### Preparation

the first code cell prepares the data for faster access and provides helper lists 

In [1]:
import pandas as pd
import numpy as np
from scipy.spatial import distance
from random import choice

# constants mapping to index values in the data frame
id_index = 0
x_cord_index = 1
y_cord_index = 2
money_index = 3
time_index = 4
ratio_index = 5
speed = 30

df = pd.read_csv('bank_data.csv')

# Adding a column to represent the attractiveness of banks 
df['ratio'] = df['money'] / df['time (hr)']

# numpy array of indexed ratios
ratio = df['ratio'].to_numpy()

# data frame as an np array for faster manipulations
data = df.to_numpy()

# Indexed array of banks and their time to escape point ex: times_to_escape[bank_id] -> 0.10315893
coords = df[df.columns.difference(['id', 'money', 'time (hr)', 'ratio'])].to_numpy()
times_to_escape = np.apply_along_axis(lambda a : distance.euclidean(a, [0,0]) / speed, 1, coords)

# matrix of each bank and the distance to other banks (indexed by id along both axes)
distances = distance.squareform(distance.pdist(coords))

# matrix of each bank and the time to other banks (indexed by id along both axes)
times_to_point = distances / speed

### Game board class

We define a class representing a game board.
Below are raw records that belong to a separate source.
PR #456, opened 2025-10-13
remove conflict with delta greek symbol

wuacs:
Using the default settings one can't write the delta symbol writing "delta" as this outcompletes to \nabla(i don't know why).
Since we have already the "nabl" trigger I think it is safe to delete the "del" trigger which causes conflicts with the "delta" symbol.


superle3:
> Using the default settings one can't write the delta symbol writing "delta" as this outcompletes to \nabla(i don't know why).


https://en.wikipedia.org/wiki/Del, its called the del or nabla operator. Naming things is hard.

> Since we have already the "nabl" trigger I think it is safe to delete the "del" trigger which causes conflicts with the "delta" symbol.

Agreed, but since it was added can you comment it out instead and have small explanation above it?

wuacs:
Done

It shows if the game is over, legal_moves at a specific game state and generates a starting state.
the game is simulated in reverse

In [40]:
from copy import deepcopy

def create_state_dict(visited, score, game_time):
    """
    takes all elements of a state
    returns a dictionary representation of that state
    """
    return {
            'visited' : visited,
            'score' : score,
            'game_time' : game_time,
        }

def get_ids_from_data(banks):
    """
    takes a list of visited bank information
    returns a lit of bank ids
    """
    return list(map(lambda x: x[id_index], banks))

class Board(object):
    def start(self):
        """
         Returns a representation of the starting state of a simulation(simulation are ran backwards)
         """
        return create_state_dict([], 0, 0)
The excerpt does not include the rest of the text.